**Activity:** Find every line containing the string "introduced" in the data below, and report how many there are, with no other words.

**Entries shown:**
PR #77, opened 2019-05-27
Uml 139 add actor start page

taylorsj1980:
- Added Start Page for Actors.
- Refactored namespace for views.
- Made the layout context aware. i.e. Actor vs Viewer.


service-front/app/src/Viewer/src/Handler/EnterCodeHandler.php
```diff
@@ -39,11 +39,8 @@ public function handle(ServerRequestInterface $request) : ResponseInterface
             }
         }
 
-        return new HtmlResponse(
-            $this->renderer->render(
-                'app::enter-code',
-                [ 'form' => $form ]
-            )
-        );
+        return new HtmlResponse($this->renderer->render('viewer::enter-code',[
```
cooperaj: See, I was always pointed in the direction that if you're going to multiline a piece of code it's either all of it, or none of it. Do we have a coding guidelines on that?

PR #124, opened 2025-03-08
spec: add missing boolean rules

zerbina:
## Summary

* add reduction rules for `Ident("true")` and `Ident("false")`
* add reduction and type deduction rules for `not`


zerbina:
It's also possible for `Ident("true")` and `Ident("false")` to be considered values, in which case `True` and `False` would become `def`s rather than meta-language values / type constructors.

Intuitively, I would say that the current approach is better in the short term, though it might have to be revisited in the longer term.

saem (approved):

PR #127, opened 2025-03-10
spec: fix dynamic semantics for lvalues

zerbina:
## Summary

* make the reduction of lvalue expressions model the intended dynamic
  semantics
* fix two small bugs with the meta-language semantic analyzer

## Details

There were multiple interacting issues with the previous reduction
rules.

#### `loc` As Value

`loc(z)` was considered a value (i.e., irreducible expression) even
though it technically isn't one. The idea was to have `loc`s be handled
by the reduction rules for their enclosing syntax (by `copy`ing them,
or not), but this introduces a lot of complexity and also wasn't
considered everywhere.

The `loc(z)` syntax is no longer considered a value, and the `tuple`
syntax used to represent reduced tuple values plus the `E-tuple-cons`
rule become obsolete. `TupleCons(*val)` is now considered a value,
which also addresses reduction getting stuck on `TupleCons()` (unit).

#### `loc` Reduction

A first-class location (i.e., `loc(...)`) cannot be reduced (by
replacing it with the stored value) immediately in all contexts.
Exceptions need to be made for:
* the left-hand side of assignments (e.g., `Asgn(loc(...), ...)`)
* the root of projections (`FieldAccess` and `At`)

The intended semantics are for projections are "full lvalue expressions
are reduced only once all non-lvalue operands were reduced", which
`E-tuple-loc-access` and `E-at-loc` didn't model properly, as they'd
reduce the loc in a not-fully-evaluated expression such as
`At(At(loc(...), 1), Call(+, 1, 2))`.

The new `F` context is introduced to select the next "full" expression,
that is, an expression in a position where lvalues must be eagerly
reduced to values. It's used by the new `E-load` and `E-load-top`
rules.

#### `Exprs` Folding

`Exprs` may act as an lvalue expression, by having a trailing lvalue
expression and itself appearing in an lvalue position. So that
`Exprs` are folded without trailing sub-expression being reduced first,
`Exprs(E, *e)` is changed to `Exprs(E, +e)` (so that expressions in 
single-item `Exprs` are never evaluated), and `E-exprs-fold` is changed
to always fold all single-item `Exprs`.

### Meta-language Bugs

* fix types erroneously being allowed in expression positions, leading
  to the interpreter crashing on encountering them
* fix `hole` not being usable in r-pattern-matcher's patterns. Only the
  type (previously `all`) is considered by the type checker's pattern
  matching, and `all` only matches with type `all`. `void` (which is
  compatible fits all other types) is the correct type for `hole`


zerbina:
The fix is quite fundamental and is going to unblock a good amount of other work. For example, the `As` expression, array types in the source language, dynamic tuple indexing, and record type support, were all affected by the incorrect lvalue semantics.

saem (approved):

PR #130, opened 2025-03-14
use arbitrary-precision integers in the meta language 

zerbina:
## Summary

* add a native `Bignum` implementation (`bignums.nim`)
* use `Bignum` for all arithmetic/comparison operations in the
  interpreter

## Details

A NimSkull-native `Bignum` implementation is used because:
* porting it to the source language in the future will be easier / can
  be automated
* the repository stays self-contained

Two explicit goals the implementation were that it's fully usable at
compile-time (in the VM) and that zero-initialized `Bignum`s are valid.
The implementation tries to strike a balance between complexity and
efficiency, usually preferring a simpler over a more efficient
implementation.

Using two's complement representation gets around having an extra sign
flag, which would increase the size of `Bignum`s by 8 byte (on a 64-bit
target).

Tests based on the `int128` tests are added for `Bignum`, with new
tests added for the various overflow/carry/extension scenarios.

---

## Notes For Reviewers
* a prerequisite for #119
* the `int128` module - while now unused - is kept because it'll likely be needed again in the future

### DIFF
--- a/tests/unittest/tbignums.nim
+++ b/tests/unittest/tbignums.nim
@@ -1,0 +1,283 @@
+discard """
+  description: "Tests for the 128-bit integer implementation"
+"""
+
+import spec/bignums {.all.}
+
+const Full = high(uint64) # all 64 bits are set
+
+# don't use 'n for early tests, as it relies on parsing, which itself relies
+# on working addition and multiplication
+proc bn(x: SomeInteger): Bignum =
+  bignum(x)
+
+block add_with_carry:
+  # test the internal add-with-carry implementation
+  doAssert adc(1, 1, false) == (2'u64, false)
+  doAssert adc(Full, 1, false) == (0'u64, true)
+  doAssert adc(Full, 0, true) == (0'u64, true)
+  doAssert adc(Full, 1, true) == (1'u64, true)
+  doAssert adc(Full, Full, false) == (Full shl 1, true)
+  doAssert adc(Full, Full, true)  == (Full, true)
+
+block negation:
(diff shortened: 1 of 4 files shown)


tests/unittest/tbignums.nim
```diff
@@ -0,0 +1,283 @@
...
+
+  doAssert sum == 111111111111111111111111111111111111111'n
+
+  # test subtraction:
+  for it in d.items:
+    sum = sum - it
+
+  doAssert sum == Zero
+
+# test comparison, multiplication, and division with positive nubers:
```
saem, line 161:
```suggestion
# test comparison, multiplication, and division with positive numbers:
```

tests/unittest/tbignums.nim
```diff
@@ -0,0 +1,283 @@
...
+for i, a in d.pairs:
+  for j, b in d.pairs:
+    doAssert(cmp(a, b) == cmp(i, j))
+    if i + j < d.len:
+      doAssert a * b == d[i + j]
+    if i - j >= 0:
+      doAssert a div b == d[i - j]
+
+# test comparison, multiplication, and division with negative nubers:
```
saem, line 170:
```suggestion
# test comparison, multiplication, and division with negative numbers:
```

saem (approved):
I found two minor typos, but otherwise looks good.

I was expecting that nim's `bignum` would use `array[4, uint64]` or the like. Either that or save on the pointer, capacity, and size fields by consolidating them and then shrinking things further. But that's all out of scope, imo.

PR #131, opened 2025-03-17
spec: define floating-point operational semantics

zerbina:
## Summary

Define the operational semantics of the current source language float
operations according to the 2008 revision of the IEEE-754 standard,
making their behaviour well-defined.

## Details

Why the 2008 revision? Because:
* it uses the contemporary terminology (e.g., subnormals instead of
  denormals)
* it includes 16-bit floats, for whom support is planned in the future

Some simplifications are made, to keep the specification simpler for
the moment:
* there's no error handling beyond NaN propagation
* NaNs have no sign nor payload
* rounding always uses the default to-nearest, tie-to-even mode

Some basic tests are added, covering some rounding cases and most cases
involving non-finite values (e.g., `inf + nan`). They need to be
extended once writing many similar tests is made easier.

To get around stack overflow crashes in the interpreter due to too deep
recursion, the `digit2` function tries to right-shift by more than 1 per
iteration. 

---

## To-Do
* [x] merge the `main` branch once the necessary additions have landed
* [x] extend the floating-point operation tests
* [x] improve the documentation


zerbina:
The initial definition was largely based off of the float specification from Coq's standard library. I've changed the rounding to use rational numbers instead of bit-shifting, the former which is much simpler (and also faster).

The way addition and subtraction are implemented is still a problem, as - depending on the exponents of the operands - it currently needs numbers with very large magnitudes (way beyond what `Int128` supports). It's possible to change the implementation to stay well inside the supported `Int128` range, but I want to wait until the current implementation works before changing it.

zerbina:
Interesting, it looks like either `-d:nimPreviewFloatRoundtrip` or the `tree_parser` changes result in `skully` miscompiling `phy`. I'll investigate.

zerbina:
For the tests, my plan is to support providing multiple test cases per test file, which will make it much easier to inspect and modify them, since related test cases (e.g., for float addition) are all in one place.

For the interpreter stack overflows, the plan is to use proper continuation-passing style for `interpret` and friends, making use of NimSkull's new `.tailcall` calling convention.

saem (approved):

PR #132, opened 2025-03-20
lang: allow non-void expressions as bodies

zerbina:
## Summary

Allow any non-void expression as procedure's body, as long as its type
fits the return type. This reduces `Return` noise and allows for more
functional-style procedure declarations.

## Details

* update the language definition
* implement the feature in `source2il`, by passing the body expression
  to `fitExpr` and wrapping non-void expression in a `Return` expression

---

## Notes For Reviewers
* a small out-of-band improvement to the language


saem (approved):
That came together really nicely, the consistency of handling things really makes composition smooth

PR #134, opened 2025-03-21
spec: properly implement `desugar`

zerbina:
## Summary

Implement/define the desugaring logic properly, so that it works as
originally intended.

## Details

* the desugar transformation needs to be applied recursively to all
  transitive sub-expressions, not just to the top-level expression
* in order to implement the bubbling-up of `Exprs`, two passes are used:
  one for sugar expansion + propagation, and one for the `Decl`
  transformation
* the `update` function is introduced and used so that the actual
  transformation logic is separate from the traversal logic

Tests using nested `Or`, `And`, and `Decl` - and not using other not-
yet-working features - now succeed.


zerbina:
The PR is ready for review, but merging it needs to wait until the other open specification PRs are merged, so that there are no explicit or implicit merge conflicts.

languages/source.nim
```diff
@@ -100,23 +100,76 @@ const lang* = language:
     FieldAccess(le, IntVal(n))
     At(le, IntVal(n))
 
-  func desugar(a: expr) -> e =
-    # FIXME: the sub-expressions need to be desugared too!
+  func update(a: expr, xfrm: e -> e) -> expr =
```
saem, line 103: This is really nice, it will help avoid a lot of bugs (missed conditions in otherwise the same traversal) and promote consistency in designing rules language features.

saem (approved):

**Answer space:** 2